別に私が出る必要もない。うちの役員は、ある意味精鋭揃いである。
10分後
「会長、紫月薙を確保しました!!」
「ご苦労様」
「あぅ〜・・・」
捕まったナギは、半ベソだった。
「ナギ、これは生徒会長命令だ。優、着替えを手伝ってやれ!」
「了解!」
「会ちょ〜・・・」
うっ・・・そんな捨てられた子犬みたいな瞳で私を見るな、そ、そんな顔したって、私は、私は・・・
「ハーイ!ナギちゃん、いい子だからお姉さんの言う事を聞きなさい?ち・な・み・に!あたしから逃げようったって考えないほうが身のためよ。ウフッ♪」
「たーすーけーてー!いやぁ!!!!」
パタン・・・
(・・・ナギ、許せ)
優はドSだ。そんな悪魔のごとき女帝と一緒に別室へと入った(連行された)ナギ。可哀相だとは思ったが、仕方ない。これは、生徒会全員の為なんだ。
◇◇◇◇
「お待たせ〜!ほら、ナギちゃん出て来て!!」
ようやく着替えが済んだらしい。嬉々として出て来た優とは対称的に、ドアの影から溢れ出す負のオーラ。姿こそ確認出来ないが、間違いなく、ナギだろう。
「・・・・・・」
俯き気味に、ようやく姿を見せたナギ。顔こそ手で隠しているが、なんとまあ・・・
「・・・可愛い・・・」
「でっしょー!!やっぱりあたしの目に狂いはなかったわ!」
そこにいたナギは、10分前までの学生服を着た少年姿とは違い、今は白いフリフリ付きの黒いメイド服を着た美少女姿。
「さーてナギちゃん、緋沙に向かって決め台詞!」
「え、えぇ?」
「・・・ナーギーちゃん・・・」
「あ、あぅ〜。え、えっと・・・あ、あんたの為にこんな格好してるんじゃないんだからねっ!!」
優のお仕置きがよっぽど効いたんだな。それにナギよ、ツンデレか!?いや、まぁどっちにしても・・・
「優、ご苦労様。これで今年の文化祭は、我々生徒会が1番人気になるだろう!!」
「あ、あの、1番人気になったら何があるんですか?」
あ、そうか!ナギには何にも話してなかったか
「ここの文化祭は、人気投票というものがあってな、そこで各クラス・部活・委員会やらの出し物の人気を競い合い、三日間の合計得票数で1番人気になったら、賞品が貰えるんだ」
「賞品?」
「今年はね、凄いんだよ!なんとデジカメに商品券三万円、さらにっ!!ペアの豪華温泉宿泊券!!」
ペア・・・なんて良い響き。商品券とかデジカメなんか、どうでもいい。私が欲しいのは、ペア温泉宿泊券のみ!もしも総合得票数一位になれば、暗黙の了解で温泉宿泊券は私が貰える事になっている。

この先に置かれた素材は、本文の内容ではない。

PR #144, opened 2026-08-01
fix(search): multi-word text search as AND of token LIKEs

### LINKED ISSUE #127: Text search matches the whole query as one literal substring — multi-word queries return nothing (mode=text and the text half of both)
**Version:** 1.4.2 (code unchanged on current `main`). Affects `--mode text` and the text half of the default `both` mode — CLI and MCP `search` both.

## Symptom

Any multi-word query that isn't a verbatim phrase from a conversation returns nothing in text mode. The words may each appear thousands of times; unless they occur *contiguously, in that order, in one message*, the text branch finds 0 rows.

Measured on a 22,366-exchange index — per-word vs whole-phrase hits for the query "date filter empty results":

| needle | exchanges matching |
|---|---|
| `date` | 6,905 |
| `filter` | 1,960 |
| `empty` | 1,479 |
| `results` | 1,507 |
| `date filter empty results` (what the code actually searches) | 0 |

## Mechanism

The text branch (src/search.ts:187, 194) binds the whole query as one `LIKE` pattern:

```ts
WHERE (e.user_message LIKE ? OR e.assistant_message LIKE ?)
// ...
const textResults = textStmt.all(`%${query}%`, `%${query}%`, ...);
```

So the entire query string must occur as a single contiguous substring. Multi-word queries are almost never verbatim quotes of the conversation, so in practice text mode only works for single words and exact phrases.

Side effect on `both` (the default): the text branch can't act as a fallback when the vector branch starves (#126) — both halves return empty simultaneously, which is why #126 presents as "No results found" even in the default mode.

(Also worth fixing while in there: the query is bound into the LIKE pattern without escaping `%`/`_`, so a query containing `%` silently changes matching semantics.)

## Repro

1. Index a conversation containing "I fixed the authentication bug in the login flow".
2. `search "authentication login" --mode text` → no results (both words present, not adjacent).
3. `search "authentication bug" --mode text` → found (happens to be a verbatim substring).

## Fix options

Two levels, not mutually exclusive:

**Option A — split into AND-ed terms (no migration, a few lines).** Tokenize the query on whitespace and require every term to match somewhere in the exchange:

```sql
WHERE (e.user_message LIKE '%date%' OR e.assistant_message LIKE '%date%')
  AND (e.user_message LIKE '%filter%' OR e.assistant_message LIKE '%filter%')
  -- ... one clause per term
```

All words, any order, either field. Keeps the existing recency ordering (`ORDER BY timestamp DESC`), no schema change, no re-index. No relevance ranking and no stemming — but it turns "returns nothing" into "returns the right rows", and it restores the text branch as a working fallback for `both`.

**Option B — FTS5 (migration).** A proper full-text index over the message columns:

- A `fts5` virtual table populated from `exchanges`, kept in sync by the indexer on insert/delete (or by triggers).
- Gains: BM25 relevance ranking (instead of recency-only), quoted phrase queries, prefix matching, proper tokenization.
- Costs: a schema migration for existing installs — same shape as the `embedding_version` re-embed flow but much cheaper, since an FTS rebuild is pure SQLite (one-time `INSERT INTO ... SELECT` on upgrade, no model involved); and user-supplied query strings need escaping into valid FTS5 syntax so `"`, `-`, `OR` etc. don't error.

A pragmatic path is A now (tiny, unbreaks `both`), B if/when text search should be a first-class surface rather than a fallback. Happy to send a PR for either.

arimu1:
## Summary

Text mode (and the text half of default `both`) bound the entire query as a single `LIKE '%query%'` pattern. Multi-word queries only matched when those words appeared as one contiguous substring in a message — typical searches like `authentication login` returned nothing even when both words were present.

This implements issue #127 option A:

- Tokenize the query on whitespace
- Require every term to match somewhere in `user_message` or `assistant_message` (AND of per-token LIKE, either field, any order)
- Escape `%` / `_` (and `\`) in user terms so they are treated as literals (`ESCAPE '\'`)

No schema change, no re-index. Recency ordering (`ORDER BY timestamp DESC`) unchanged. Restores text search as a working fallback when the vector branch is empty or starved.

## Test plan

- [x] `npm test -- test/text-search-multiword.test.ts` (8 tests)
- [x] `npm test -- test/search-metadata-filters.test.ts test/cross-harness-recall.test.ts` (no regression)
- [x] Covered cases:
  - non-contiguous multi-word match (`authentication login` on “I fixed the authentication bug in the login flow”)
  - single-word still works
  - AND semantics (missing term excludes the row)
  - terms split across user vs assistant messages
  - `%` / `_` treated as literals

## AI assistance

Implemented with AI assistance (Grok / Cursor harness). Human-reviewed for scope and test coverage.

Fixes #127


obra:
Thanks @arimu1! Merged to main as `4248fe3` (squashed as part of a 13-PR batch, with dist rebuilt on top). This matches multi-word text queries as an AND of token substrings instead of one literal substring, so multi-word searches return results.

PR #145, opened 2026-08-01
fix(summarizer): surface SDK result text and fail-fast on auth errors

### LINKED ISSUE #138: CLI auth failure (401) is logged as the contradictory "Summarizer SDK error: success" with the real error text discarded, and sync has no fail-fast, so each run burns ~32 minutes on a batch that is doomed by the same auth error
**Version:** episodic-memory 1.4.2 (superpowers-marketplace), macOS (arm64), Claude Code CLI authenticated via subscription OAuth (no `ANTHROPIC_API_KEY` set).

Two related defects, found while debugging why every sync on this machine reported ~10 summary failures. Root cause turned out to be expired Claude CLI OAuth credentials, but the plugin's error handling actively pointed away from that, and each sync spent about half an hour failing.

## Defect 1: error opacity, the actual error text is discarded

`callClaude()` in `src/summarizer.ts` throws `SummarizerSdkError(subtype, session_id)` whenever the SDK result message has `is_error: true`:

```ts
// src/summarizer.ts (v1.4.2), inside callClaude()
if ((message as any).is_error) {
  throw new SummarizerSdkError((message as any).subtype || 'unknown', (message as any).session_id);
}
```

But when the CLI fails auth, the result message looks like this (reproduced directly with the same resume call the summarizer makes):

```
$ claude -p --resume <session-id> --output-format json
{
  "type": "result",
  "subtype": "success",
  "is_error": true,
  "result": "Failed to authenticate. API Error: 401 ... \"OAuth access token has expired.\" ...",
  ...
}
```

So `subtype` is `"success"` while `is_error` is `true`, and the only field that says what actually went wrong (`result`) is thrown away. The user-visible output becomes the self-contradictory:

```
Summary generation failed: Summarizer SDK error: success (session 3beec7df-2ec4-45af-bb65-a96b4bddf734)
...
Check your API configuration (EPISODIC_MEMORY_API_BASE_URL / ANTHROPIC_API_KEY).
```

That hint sent me down the wrong path entirely (checking API base URL and key config) when the real fix was `claude` CLI re-authentication. Nothing in the log ever shows the words "401", "authenticate", or "OAuth".

**Suggested fix:** when the result message carries a string `result`, include it (truncated, say 200 to 300 chars) in the `SummarizerSdkError` message alongside the subtype. That single change would have made the log say "OAuth access token has expired" instead of "success".

## Defect 2: no fail-fast, one expired token costs ~32 minutes per sync

Each failed headless call takes about 190 seconds, because the CLI retries the 401 with backoff before giving up. Sync then works through its full batch sequentially:

```ts
// src/sync.ts (v1.4.2)
const summaryLimit = options.summaryLimit ?? 10;   // default batch of 10
const toSummarize = filesToSummarize.slice(0, summaryLimit);
...
for (const { path: filePath, sessionId } of toSummarize) {   // sequential
```

10 x ~190s means roughly 32 minutes of a background sync hammering an endpoint that will reject every call for the same reason. And since auth failures leave no sentinel, the same batch retries on the next sync (that part overlaps #103, see below).

**Suggested fix:** authentication errors are global, not per-conversation. After the first result whose error text indicates an auth failure (401 / "Failed to authenticate" / `authentication_error`), skip the rest of the summarization batch for that run, mark the skipped items retryable via the existing `__ERRORED__` sentinel machinery (`src/summary-sentinel.ts`), and print one clear message: "Claude CLI authentication failed, run `claude` and re-authenticate, summaries will retry on the next sync."

## Relationship to existing issues

- #103 covers the same `is_error` + `subtype: "success"` throw path but focuses on the missing sentinel / infinite re-queue / billing. This issue is about the two things #103 doesn't cover: the discarded `result` error text (defect 1) and the lack of batch-level fail-fast on auth errors (defect 2). Fixing #103's sentinel gap would not fix either of these.
- #96 (error sentinels) and #87 (reentrancy) are adjacent lineage but different defects.
- #94 (invisible SessionStart failures) compounds defect 1: the misleading message is often the only thing a user ever finds in the log.

arimu1:
## Summary

Fixes #138.

When the Claude CLI fails auth, the Agent SDK still returns `subtype: "success"` with `is_error: true`, and the real explanation only lives in the `result` string (e.g. `401` / `OAuth access token has expired`). `callClaude` previously threw `SummarizerSdkError` with only the subtype, so logs said the contradictory **Summarizer SDK error: success** and pointed people at API base URL / key config instead of re-auth.

This PR:

1. **Surfaces SDK `result` text** on `SummarizerSdkError` (truncated to 300 chars) so logs include the real auth/API failure.
2. **Fail-fasts the sync summary batch** after the first global auth failure (`isAuthFailure`), writing `__ERRORED__` sentinels for remaining items so a single expired OAuth token no longer burns ~32 minutes (10 × ~190s CLI retries).

## Changes

- `src/summarizer.ts`: optional `detail` on `SummarizerSdkError`; pass `message.result` from `is_error` results; export `isAuthFailure` / `truncateSdkErrorDetail`
- `src/sync.ts`: after first auth failure, skip rest of batch with error sentinels + clear re-auth message
- Tests for opaque `subtype: "success"` + result text, auth fail-fast, and non-auth errors still processing the full batch
- `dist/` rebuilt (`summarizer` / `sync` / stale `version` 1.4.1→1.4.2)

## Test plan

- [x] `npm test -- test/summarizer-options.test.ts test/summarizer-resume-fallback.test.ts test/sync-error-sentinel.test.ts` (52 passed)
- [ ] Manual: expire/revoke Claude CLI OAuth, run `episodic-memory sync` with several unsummarized sessions — first failure should mention OAuth/401, remaining batch skipped with sentinels, no multi-minute hammering

## AI disclosure

Assisted by **Grok** (xAI) in the Cursor harness as implementator for arimu1. Human-directed issue selection and review.


obra:
Thanks @arimu1! Merged to main as `f06748a`. Folded into the consolidated summarizer pass: SDK result text is surfaced and auth failures fail-fast the batch instead of burning ~32 minutes on doomed calls.

PR #147, opened 2026-08-02
fix: fall back to transcript summarization when the resume subprocess exits nonzero

### LINKED ISSUE #146: Summarization permanently fails for background-agent sessions — resume subprocess exit bypasses the fallback, stderr is discarded
Summaries for some conversations fail on every retry with:

```
Summary generation failed: Claude Code process exited with code 1
```

**Root cause (two compounding problems):**

1. For conversations ≤15 exchanges the summarizer resumes the original session (`resume: sessionId`). Sessions registered as **background agents** make `claude --resume` exit 1. With the SDK's `stderr` callback wired up, the subprocess says:

   ```
   Error: Session <id> is currently running as a background agent (bg).
   Use `claude agents` to find and attach to it, or add --fork-session to branch off a copy.
   ```

2. `summarizeConversation` already has a retry-without-resume fallback, but it only fires for `isResumeFailure()` (SummarizerSdkError subtype `error_during_execution`). A subprocess crash is thrown by the SDK as a **plain `Error`**, so the fallback never fires. The `__ERRORED__` sentinel (#96) then re-queues it hourly and it fails identically forever. Because the SDK spawns the CLI with stderr ignored (no `stderr` callback passed), the sentinel records only the opaque exit code, making this hard to diagnose.

Environment: Windows 11, Claude Code 2.1.220, episodic-memory 1.4.2. Reproduced deterministically against a real bg-agent session; verified the fallback fix produces a summary on the next sync.

Related: #96 (error sentinels), #87 (reentrancy guard), #83 (persistSession).

PR with fix + tests incoming.

jolive87:
Fixes #146.

- Add `isProcessExitFailure()` — matches the SDK's plain-`Error` throws (`exited with code` / `terminated by signal`) — and include it in the retry-without-resume condition alongside `isResumeFailure()`. Background-agent sessions (which `claude --resume` refuses with exit 1) now summarize via the transcript-text path instead of erroring out permanently.
- Capture the subprocess's stderr via the SDK's `stderr` callback in `callClaude` and append it to process-exit errors, so `__ERRORED__` sentinels record the actual cause (e.g. the bg-agent refusal message) instead of an opaque exit code.
- Tests: two new cases in `test/summarizer-resume-fallback.test.ts` (fallback fires on subprocess exit; stderr is appended to the surfaced error). All existing summarizer/sentinel tests pass.

An alternative considered was passing `forkSession: true` when resuming, which would keep resume-quality summaries for bg sessions — happy to switch to that if you prefer; the fallback fix is strictly more defensive (it covers any future exit-1 cause, not just bg sessions).

Note: this also surfaced a quality quirk worth a separate look — on the transcript-text path, haiku sometimes replies *to* the conversation instead of summarizing it (the `extractSummary` fallback then stores the raw reply). Not addressed here.

### DIFF
--- a/src/summarizer.ts
+++ b/src/summarizer.ts
@@ -31,6 +31,17 @@ export function isResumeFailure(error: unknown): boolean {
   return error instanceof SummarizerSdkError && error.subtype === 'error_during_execution';
 }
 
+/**
+ * True when the SDK's spawned Claude Code subprocess died before returning a
+ * result (e.g. `--resume` exiting 1 because the session is a background agent
+ * that can't be resumed without --fork-session). The SDK throws these as plain
+ * Errors, not SummarizerSdkError, so isResumeFailure never matches them —
+ * callers that resumed a session should fall back to the non-resume path.
+ */
+export function isProcessExitFailure(error: unknown): boolean {
+  return error instanceof Error && /exited with code|terminated by signal/.test(error.message);
+}
+
 export interface CodexSummarizerCommand {
   command: string;
   args: string[];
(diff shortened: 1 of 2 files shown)


obra:
Thanks @jolive87! Merged to main as `f06748a`. Folded into the consolidated summarizer pass: a nonzero-exit resume now falls back to transcript summarization, with subprocess stderr captured.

となれば、ナギと二人っきりで、温泉旅行・・・い、良い。フ、フフフッ・・・ウフフフフフフッ!!
「緋沙っ!」
ビシッ!!
「アイタッ!」
「(ナギちゃんの前でしょ!しゃきっとしなさい!!)」
あ、なんかナギに、ものすごく怯えた目で見られてる。
コホンッ!イカンイカン、平常心。
「まぁ心配するな、お前は凄く可愛いんだ。自信を持て!」
「あんまり嬉しくないです」
いやぁ今度の文化祭、楽しみだな!!
「よし、そんじゃ次は緋沙の番ねっ!」
「・・・は?なんの話だ?」
「あのさ、ナギちゃんだけがコスプレして接客するわけじゃないのよ!ほら、早く衣装合わせするわよ」
「私は会長だぞ!拒否権を発動する!!」
「(ナギちゃんと温泉・・・)」
「!!!!」
優、痛い所を・・・
「さ、いくわよ!ウフフフっ!!」
いやぁぁぁぁあ!!
文化祭まで、残り一週間!
次回は文化祭本番から、物語を進めていきます。本編では、生徒会の出し物をはっきりとさせてませんが、まぁ・・・コスプレ喫茶です(苦笑)。
ナギはフリフリ付きの、メイドさん。緋沙ははたして・・・?
そして、生徒会は人気投票一位を獲得出来るのか?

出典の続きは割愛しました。